Methods: The medical records of all patients who underwent DC between January 1st, 2020 and January 31st, 2021 were reviewed. Demographic, clinical, and diagnostic data before and after the cranioplasty were collected. Descriptive statistical analysis was performed.
Results: DC was performed in 32 consecutive patients, due to aSAH (43.8%), malignant MCA infarction (25%), TBI (12.5%) or ICH (18.8%). Twenty of these patients (62.5% female) with a mean age of 52±17 years received a patient-specific calcium-phosphate implant for cranioplasty. The mean time from DC to CP was 120.45±71.5 days. Mean follow-up time from CP was 340.4±125.5 days. Overall, 5 procedure-related complications occurred; 2 epidural hematomas not necessitating revision surgery, 2 patients suffered from seizures, and 1 patient necessitated delayed revision surgery 481 days after CP with implant explantation due to skin atrophy developed by a pathological head posture and the resulting soft tissue pressure.
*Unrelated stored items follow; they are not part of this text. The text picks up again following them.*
PR #588, opened 2017-05-11
[SNAP-1542] Ensure that the size of buffer is at least the minimum required

sumwale:

- Reused buffer size should be at least the minimum required else create new one
- Also use repartition(1) in test result collection instead of coalesce(1)
so that the scan is parallel. Reduces its running time by an order of magnitude.

## Patch testing

hydra test mentioned in SNAP-1542 and precheckin

## ReleaseNotes.txt changes

NA

## Other PRs 

NA

### DIFF
--- a/core/src/main/scala/org/apache/spark/sql/execution/columnar/encoding/ColumnEncoding.scala
+++ b/core/src/main/scala/org/apache/spark/sql/execution/columnar/encoding/ColumnEncoding.scala
@@ -310,7 +310,7 @@ trait ColumnEncoder extends ColumnEncoding {
     }
     if ((columnData eq null) || (columnData.limit() < (baseSize + defSize))) {
       var initByteSize = 0L
-      if (reuseUsedSize > baseSize) {
+      if (reuseUsedSize > baseSize + defSize) {
         initByteSize = reuseUsedSize
       } else {
         initByteSize = defSize.toLong * initSize + baseSize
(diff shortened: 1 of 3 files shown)


sumwale:
@swatisawant please see the test change

core/src/main/scala/org/apache/spark/sql/execution/columnar/encoding/ColumnEncoding.scala
```diff
@@ -304,15 +304,16 @@ trait ColumnEncoder extends ColumnEncoding {
...
+    if ((columnData eq null) || (columnData.limit() < (baseSize + defSize))) {
+      var initByteSize = 0L
+      if (reuseUsedSize > baseSize + defSize) {
         initByteSize = reuseUsedSize
       } else {
-        initByteSize = defSize.toLong * initSize + numNullBytes
-        if (withHeader) {
-          initByteSize += 8L /* typeId + nullsSize */
-        }
+        initByteSize = defSize.toLong * initSize + baseSize
```
hbhanawat: Not sure what this is doing.

sumwale: The baseSize already has the "numNullBytes" + header of 8 bytes, so removed from here and added baseSize.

No bacterial infection was detected on this implant, no other infections of the surgical site or the implant occurred. Routine CT imaging evaluation was not hampered by the titanium implant, no imaging artifacts occurred.
Conclusion: In the present study, a patient-specific titanium-enhanced biocompatible calcium-phosphate implant was used for CP in 20 consecutive patients. The absence of a surgical site infection proves the feasibility and safety of this biocompatible implant material. Furthermore, postoperative follow-up imaging is possible without limitations. Thus, these implants offer an alternative to titanium or PMMA cranioplasty and may reduce the risk of surgical site complications.